Yeah, after hearing your car I am a believer in more power! (Obviously haha) looking forward. To demoing the full set up, as the subs were not working yet! 
Gonna tell us what the present is?


----------



## Babs (Jul 6, 2007)

Wish I coulda made the NC meet up. All us Si guys in NC, ya know.


----------



## casey (Dec 4, 2006)

Babs said:


> Wish I coulda made the NC meet up. All us Si guys in NC, ya know.


There will be a spring one, come hang out. I missed the fall meet so Im going to do everything I can to have a functioning car at the Spring meet



JSM-FA5 said:


> Sounds like a plan! Should be starting around the first of the year.
> Yeah, after hearing your car I am a believer in more power! (Obviously haha) looking forward. To demoing the full set up, as the subs were not working yet!
> Gonna tell us what the present is?


Ill post up the new piece when its in my hands before I install it.

And we can definitely arrange another demo once its 100%


----------



## Babs (Jul 6, 2007)

casey said:


> There will be a spring one, come hang out. I missed the fall meet so Im going to do everything I can to have a functioning car at the Spring meet


At the rate I'm going, I *might* have mine done by then but I dunno. LOL! Taking forever.Good goodies on my a-pillars now at least.  ...

http://www.diymobileaudio.com/forum/2204180-post1260.html

Tried to share stuff on 8thcivic on these, as I know 8thcivic guys would eat that up on tweeter placement, but the site blips out my username there wherever it's posted thinking it's a bad word, so I gave up on sharing stuff there.


----------



## casey (Dec 4, 2006)

Went and picked up my Christmas present to myself and installed it along with reprogramming my PAC controller(and I still dont have +volume working, dammit).

Russ had a second one stashed that I talked him out of. 

So now I can stop contemplating if I need anything more as far as a source unit  Im happy I went ahead and did it. Once I get the amps in, and a tune from Mic(if the offer still stands) I think it will be incredible


----------



## Beckerson1 (Jul 3, 2012)

Hey Casey has Mark changed his cell phone number. I'm trying to get a hold of him so I can discuss coming down for a few days this late spring or so he can do up my Pillars. Just want to make sure he doesn't book anything during that time as I will have to take some vacation time to do this. 

I'm sure he's busy as hell so if that's the case I can wait as I'm not looking to do anything for a little bit.


----------



## Babs (Jul 6, 2007)

I just read this thread again. All 25 tapatalk pages of it. It's awe inspiring. I'd say I'm speechless but more amazed.
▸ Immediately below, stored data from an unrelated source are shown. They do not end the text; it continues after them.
PR #4764, opened 2025-03-12
Add benchmarks for `ZipFile.CreateFromDirectory` and `ZipFile.ExtractToDirectory`

carlossanlop:
Also added a test zip file containing the files inside the existing TestData folder.

Will soon use this class for the async versions of these methods.


src/benchmarks/micro/libraries/System.IO.Compression/ZipFileTests.cs
```diff
@@ -0,0 +1,42 @@
...
+        Directory.Delete(_testOutputDirectory, recursive: true);
+    }
+
+    [Benchmark]
+    public void ZipFileCreateFromDirectory()
+    {
+        ZipFile.CreateFromDirectory(_testInputDirectory, _testOutputZipFile);
+    }
+
+    public void ZipFileExtractToDirectory()
```
adamsitnik, line 38: Was that supposed to be a benchmark too?

```suggestion
    [Benchmark]
    public void ZipFileExtractToDirectory()
```

src/benchmarks/micro/libraries/System.IO.Compression/ZipFileTests.cs
```diff
@@ -0,0 +1,42 @@
...
+public class ZipFileTests
+{
+    private static readonly string _testOutputDirectory = FileUtils.GetTestFilePath();
+    private static readonly string _testOutputZipFile = Path.Combine(_testOutputDirectory, "TestOutputZipFile.zip");
+    private static readonly string _testInputDirectory = Path.Combine(
+        AppContext.BaseDirectory, "libraries", "System.IO.Compression", "TestData");
+    private static readonly string _testInputZipFile = Path.Combine(
+        AppContext.BaseDirectory, "libraries", "System.IO.Compression", "TestInputZipFile.zip");
+
+    [IterationSetup(Target = nameof(ZipFileCreateFromDirectory))]
```
adamsitnik, line 20: How long does it take to run this benchmark? We usually avoid `[IterationSetup]` for the reasons described here:

https://github.com/dotnet/performance/blob/main/docs/microbenchmark-design-guidelines.md#iterationsetup

Does `ZipFile.CreateFromDirectory` overwrite the file?

src/benchmarks/micro/MicroBenchmarks.csproj
```diff
@@ -118,6 +118,9 @@
     <None Update="libraries\System.IO.Compression\TestData\**">
       <CopyToOutputDirectory>PreserveNewest</CopyToOutputDirectory>
     </None>
+    <None Update="libraries\System.IO.Compression\TestZipFile.zip">
```
adamsitnik, line 121: I was thinking about suggesting to just zip `TestData` during `[GlobalSetup]` but then I've realized that if somebody adds new file to `TestData`, the time reported by the benchmark is going to report a regression.

So please keep the zip file. 👍

adamsitnik (commented):
@carlossanlop thank you for providing more benchmarks! PTAL at my comments.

I was just surfing for civic door mid builds as I'm trudging through just trying to do well with some SB 6.5's, then realize again whoah wait.. 8" Dyn's!?!?! 

Hang my sorry head in shame, or be inspired. I'm somewhere in between. Hehehe. Bravo is not strong enough word. 

I WILL be at the NC meet but I can't park my very detail-needy dirty Galaxy Gray FA5 next to yours. It would just be flat out ridiculous. 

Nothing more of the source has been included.